> [Extracted entries]:
PR #358, opened 2017-04-29
Add default values for fundamental types and Records

EPashkin:
Replacement of #328

PR #359, opened 2017-04-30
Added doc_hidden option for functions, properties and child_properties

### LINKED ISSUE #356: Add config options to hide function doc
Gir should generate `#[doc(hidden)]` for functions marked with it.
- [ ] Child property ([main reason](https://github.com/gtk-rs/gtk/pull/496#issuecomment-298170503))
- [ ] Normal function
- [ ] Trampoline  ??

Proposed option example `hide_doc = true`

EPashkin:
Closes #356

### DIFF
--- a/src/codegen/child_properties.rs
+++ b/src/codegen/child_properties.rs
@@ -7,6 +7,7 @@ use env::Env;
 use library;
 use writer::primitives::tabs;
 use nameutil;
+use super::general::doc_hidden;
 use super::property_body;
 use traits::IntoString;
 use writer::ToCode;
@@ -32,6 +33,7 @@ fn generate_func(w: &mut Write, env: &Env, prop: &ChildProperty, in_trait: bool,
 
     try!(writeln!(w, ""));
 
+    try!(doc_hidden(w, prop.doc_hidden, comment_prefix, indent));
     let decl = declaration(env, prop, is_get);
     try!(writeln!(w, "{}{}{}{}{}", tabs(indent),
         comment_prefix, pub_prefix, decl, decl_suffix));
--- a/README.md
+++ b/README.md
@@ -72,6 +72,8 @@ cfg_condition = "mycond"
     version = "3.12"
     # prefixed function with #[cfg(mycond)]
     cfg_condition = "mycond"
+    # prefixed function with #[doc(hidden)]
+    doc_hidden = true
         # override for parameter
         [[object.function.parameter]]
         # filter by name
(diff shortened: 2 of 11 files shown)


EPashkin:
cc @GuillaumeGomez

src/codegen/child_properties.rs
```diff
@@ -32,6 +33,9 @@ fn generate_func(w: &mut Write, env: &Env, prop: &ChildProperty, in_trait: bool,
 
     try!(writeln!(w, ""));
 
+    if prop.doc_hidden {
```
GuillaumeGomez: Just a thought: why not putting this check into the `doc_hidden` function directly? Since you're doing this check every time, I think it'd make more sense.

GuillaumeGomez:
Just a little nit/concern/suggestion but otherwise 👍

src/codegen/child_properties.rs
EPashkin: Ok

EPashkin:
Updated, I merge when CI passed.

GuillaumeGomez:
Perfect, thanks! ;)

GuillaumeGomez:
Great! Now there is just the gtk issue remaining.

EPashkin:
You mean regen?
I off for hour - two.

GuillaumeGomez:
Yes, I'm talking about this error with the new gir version:

```
Compiling gtk v0.1.1 (file:///Users/imperio/rust/gtk)
error[E0277]: the trait bound `glib::Variant: glib::IsA<glib::Object>` is not satisfied
  --> src/auto/actionable.rs:75:25
   |
75 |         let mut value = Value::from(None::<&glib::Variant>);
   |                         ^^^^^^^^^^^ the trait `glib::IsA<glib::Object>` is not implemented for `glib::Variant`
   |
   = note: required because of the requirements on the impl of `glib::value::SetValueOptional` for `glib::Variant`
   = note: required because of the requirements on the impl of `std::convert::From<std::option::Option<&glib::Variant>>` for `glib::Value`
   = note: required by `std::convert::From::from`

error[E0277]: the trait bound `glib::Variant: glib::IsA<glib::Object>` is not satisfied
  --> src/auto/actionable.rs:79:15
   |
79 |         value.get()
   |               ^^^ the trait `glib::IsA<glib::Object>` is not implemented for `glib::Variant`
   |
   = note: required because of the requirements on the impl of `glib::value::FromValueOptional` for `glib::Variant`

error: aborting due to 2 previous errors

error: Could not compile `gtk`.
```

EPashkin:
Again https://github.com/gtk-rs/gir/pull/358#issuecomment-298190578 :wink:
And please add `doc_ignore` for all child props added in  https://github.com/gtk-rs/gtk/pull/481

GuillaumeGomez:
Oh damn, didn't see that comment. My bad!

> [What you need to do]:
The records above should be given again in full, exactly as written.

> [Answer to this task]:
PR #358, opened 2017-04-29
Add default values for fundamental types and Records

EPashkin:
Replacement of #328

PR #359, opened 2017-04-30
Added doc_hidden option for functions, properties and child_properties

### LINKED ISSUE #356: Add config options to hide function doc
Gir should generate `#[doc(hidden)]` for functions marked with it.
- [ ] Child property ([main reason](https://github.com/gtk-rs/gtk/pull/496#issuecomment-298170503))
- [ ] Normal function
- [ ] Trampoline  ??

Proposed option example `hide_doc = true`

EPashkin:
Closes #356

### DIFF
--- a/src/codegen/child_properties.rs
+++ b/src/codegen/child_properties.rs
@@ -7,6 +7,7 @@ use env::Env;
 use library;
 use writer::primitives::tabs;
 use nameutil;
+use super::general::doc_hidden;
 use super::property_body;
 use traits::IntoString;
 use writer::ToCode;
@@ -32,6 +33,7 @@ fn generate_func(w: &mut Write, env: &Env, prop: &ChildProperty, in_trait: bool,
 
     try!(writeln!(w, ""));
 
+    try!(doc_hidden(w, prop.doc_hidden, comment_prefix, indent));
     let decl = declaration(env, prop, is_get);
     try!(writeln!(w, "{}{}{}{}{}", tabs(indent),
         comment_prefix, pub_prefix, decl, decl_suffix));
--- a/README.md
+++ b/README.md
@@ -72,6 +72,8 @@ cfg_condition = "mycond"
     version = "3.12"
     # prefixed function with #[cfg(mycond)]
     cfg_condition = "mycond"
+    # prefixed function with #[doc(hidden)]
+    doc_hidden = true
         # override for parameter
         [[object.function.parameter]]
         # filter by name
(diff shortened: 2 of 11 files shown)


EPashkin:
cc @GuillaumeGomez

src/codegen/child_properties.rs
```diff
@@ -32,6 +33,9 @@ fn generate_func(w: &mut Write, env: &Env, prop: &ChildProperty, in_trait: bool,
 
     try!(writeln!(w, ""));
 
+    if prop.doc_hidden {
```
GuillaumeGomez: Just a thought: why not putting this check into the `doc_hidden` function directly? Since you're doing this check every time, I think it'd make more sense.

GuillaumeGomez:
Just a little nit/concern/suggestion but otherwise 👍

src/codegen/child_properties.rs
EPashkin: Ok

EPashkin:
Updated, I merge when CI passed.

GuillaumeGomez:
Perfect, thanks! ;)

GuillaumeGomez:
Great! Now there is just the gtk issue remaining.

EPashkin:
You mean regen?
I off for hour - two.

GuillaumeGomez:
Yes, I'm talking about this error with the new gir version:

```
Compiling gtk v0.1.1 (file:///Users/imperio/rust/gtk)
error[E0277]: the trait bound `glib::Variant: glib::IsA<glib::Object>` is not satisfied
  --> src/auto/actionable.rs:75:25
   |
75 |         let mut value = Value::from(None::<&glib::Variant>);
   |                         ^^^^^^^^^^^ the trait `glib::IsA<glib::Object>` is not implemented for `glib::Variant`
   |
   = note: required because of the requirements on the impl of `glib::value::SetValueOptional` for `glib::Variant`
   = note: required because of the requirements on the impl of `std::convert::From<std::option::Option<&glib::Variant>>` for `glib::Value`
   = note: required by `std::convert::From::from`

error[E0277]: the trait bound `glib::Variant: glib::IsA<glib::Object>` is not satisfied
  --> src/auto/actionable.rs:79:15
   |
79 |         value.get()
   |               ^^^ the trait `glib::IsA<glib::Object>` is not implemented for `glib::Variant`
   |
   = note: required because of the requirements on the impl of `glib::value::FromValueOptional` for `glib::Variant`

error: aborting due to 2 previous errors

error: Could not compile `gtk`.
```

EPashkin:
Again https://github.com/gtk-rs/gir/pull/358#issuecomment-298190578 :wink:
And please add `doc_ignore` for all child props added in  https://github.com/gtk-rs/gtk/pull/481

GuillaumeGomez:
Oh damn, didn't see that comment. My bad!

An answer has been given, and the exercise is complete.